#### [YOUR TASK]
Reproduce exactly, and only, the lines below from the one containing "Currently I don't" through the one containing "But maybe I".

Stored data entries:

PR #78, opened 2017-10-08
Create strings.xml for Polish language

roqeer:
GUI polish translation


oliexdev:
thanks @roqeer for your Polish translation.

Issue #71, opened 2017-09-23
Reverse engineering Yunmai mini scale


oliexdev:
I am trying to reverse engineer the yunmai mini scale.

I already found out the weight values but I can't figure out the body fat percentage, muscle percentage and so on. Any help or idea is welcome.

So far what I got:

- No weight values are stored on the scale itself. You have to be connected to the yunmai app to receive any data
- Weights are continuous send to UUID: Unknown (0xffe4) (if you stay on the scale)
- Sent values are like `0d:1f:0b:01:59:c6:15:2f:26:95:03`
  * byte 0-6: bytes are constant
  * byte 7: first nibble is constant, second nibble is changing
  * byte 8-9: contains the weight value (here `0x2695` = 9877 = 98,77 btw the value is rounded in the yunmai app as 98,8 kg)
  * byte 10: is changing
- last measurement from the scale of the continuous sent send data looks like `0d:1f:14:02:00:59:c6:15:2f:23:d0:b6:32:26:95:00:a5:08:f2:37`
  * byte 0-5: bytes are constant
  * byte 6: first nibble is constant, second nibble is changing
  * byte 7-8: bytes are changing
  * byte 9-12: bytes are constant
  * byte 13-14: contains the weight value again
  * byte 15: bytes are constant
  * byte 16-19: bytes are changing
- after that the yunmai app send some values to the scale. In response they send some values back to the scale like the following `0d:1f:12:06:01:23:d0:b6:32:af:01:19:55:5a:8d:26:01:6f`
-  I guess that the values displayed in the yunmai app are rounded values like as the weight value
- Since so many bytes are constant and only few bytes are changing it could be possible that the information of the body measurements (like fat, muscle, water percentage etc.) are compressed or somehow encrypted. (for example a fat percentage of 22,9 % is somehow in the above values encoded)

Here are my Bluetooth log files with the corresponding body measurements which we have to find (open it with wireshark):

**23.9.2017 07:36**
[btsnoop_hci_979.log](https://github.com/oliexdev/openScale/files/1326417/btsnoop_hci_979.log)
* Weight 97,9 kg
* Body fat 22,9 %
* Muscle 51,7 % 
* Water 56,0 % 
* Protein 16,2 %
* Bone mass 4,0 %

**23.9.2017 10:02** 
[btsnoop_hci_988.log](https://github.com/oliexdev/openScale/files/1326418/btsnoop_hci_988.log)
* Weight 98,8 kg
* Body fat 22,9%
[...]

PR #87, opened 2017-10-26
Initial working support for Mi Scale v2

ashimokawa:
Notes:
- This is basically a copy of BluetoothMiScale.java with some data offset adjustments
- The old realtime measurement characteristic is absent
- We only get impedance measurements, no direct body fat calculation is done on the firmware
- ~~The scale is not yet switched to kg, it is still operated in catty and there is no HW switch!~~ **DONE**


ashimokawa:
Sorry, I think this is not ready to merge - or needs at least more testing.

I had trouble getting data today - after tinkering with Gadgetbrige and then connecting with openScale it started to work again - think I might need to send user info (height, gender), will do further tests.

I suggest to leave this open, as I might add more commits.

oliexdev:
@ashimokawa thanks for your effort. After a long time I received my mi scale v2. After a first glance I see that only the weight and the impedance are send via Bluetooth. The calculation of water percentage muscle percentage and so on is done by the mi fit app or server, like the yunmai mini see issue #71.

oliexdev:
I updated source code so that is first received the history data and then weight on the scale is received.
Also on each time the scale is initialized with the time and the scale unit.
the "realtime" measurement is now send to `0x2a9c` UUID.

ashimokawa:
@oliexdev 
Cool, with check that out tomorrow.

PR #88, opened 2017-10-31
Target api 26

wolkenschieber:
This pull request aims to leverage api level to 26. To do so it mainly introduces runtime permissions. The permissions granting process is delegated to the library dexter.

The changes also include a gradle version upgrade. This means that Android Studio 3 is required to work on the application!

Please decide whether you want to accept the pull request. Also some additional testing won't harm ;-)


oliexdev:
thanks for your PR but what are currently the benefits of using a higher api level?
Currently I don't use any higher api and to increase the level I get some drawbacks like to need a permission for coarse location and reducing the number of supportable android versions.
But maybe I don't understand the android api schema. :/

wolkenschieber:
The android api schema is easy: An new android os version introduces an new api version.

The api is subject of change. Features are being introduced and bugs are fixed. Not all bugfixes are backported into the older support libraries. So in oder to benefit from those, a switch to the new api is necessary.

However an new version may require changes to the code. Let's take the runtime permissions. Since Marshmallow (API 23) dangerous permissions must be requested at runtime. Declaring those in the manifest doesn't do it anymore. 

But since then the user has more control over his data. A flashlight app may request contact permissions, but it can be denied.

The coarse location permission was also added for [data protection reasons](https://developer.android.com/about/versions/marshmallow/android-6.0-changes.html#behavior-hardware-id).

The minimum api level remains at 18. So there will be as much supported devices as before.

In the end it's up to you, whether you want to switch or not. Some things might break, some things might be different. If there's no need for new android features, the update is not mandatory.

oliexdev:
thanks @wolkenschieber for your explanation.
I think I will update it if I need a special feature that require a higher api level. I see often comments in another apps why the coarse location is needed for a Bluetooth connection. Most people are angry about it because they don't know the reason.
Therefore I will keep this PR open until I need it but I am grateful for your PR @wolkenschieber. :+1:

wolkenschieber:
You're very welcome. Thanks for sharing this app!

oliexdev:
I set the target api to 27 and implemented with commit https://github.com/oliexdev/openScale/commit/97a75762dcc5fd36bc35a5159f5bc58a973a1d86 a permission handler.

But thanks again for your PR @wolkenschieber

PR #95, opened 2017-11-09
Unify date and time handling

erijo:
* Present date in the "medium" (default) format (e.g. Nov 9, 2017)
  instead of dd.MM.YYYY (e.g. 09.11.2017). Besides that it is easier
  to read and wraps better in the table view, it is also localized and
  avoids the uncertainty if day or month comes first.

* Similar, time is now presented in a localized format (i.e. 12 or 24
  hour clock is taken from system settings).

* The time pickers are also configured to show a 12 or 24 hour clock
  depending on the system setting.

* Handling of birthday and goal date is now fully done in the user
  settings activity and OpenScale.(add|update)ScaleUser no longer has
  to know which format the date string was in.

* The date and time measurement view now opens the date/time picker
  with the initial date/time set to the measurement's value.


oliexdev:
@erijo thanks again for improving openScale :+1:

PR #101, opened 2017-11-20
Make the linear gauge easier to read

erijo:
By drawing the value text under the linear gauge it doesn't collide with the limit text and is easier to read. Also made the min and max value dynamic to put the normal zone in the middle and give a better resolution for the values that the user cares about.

#### [TASK OUTPUT]
Currently I don't use any higher api and to increase the level I get some drawbacks like to need a permission for coarse location and reducing the number of supportable android versions.
But maybe I don't understand the android api schema. :/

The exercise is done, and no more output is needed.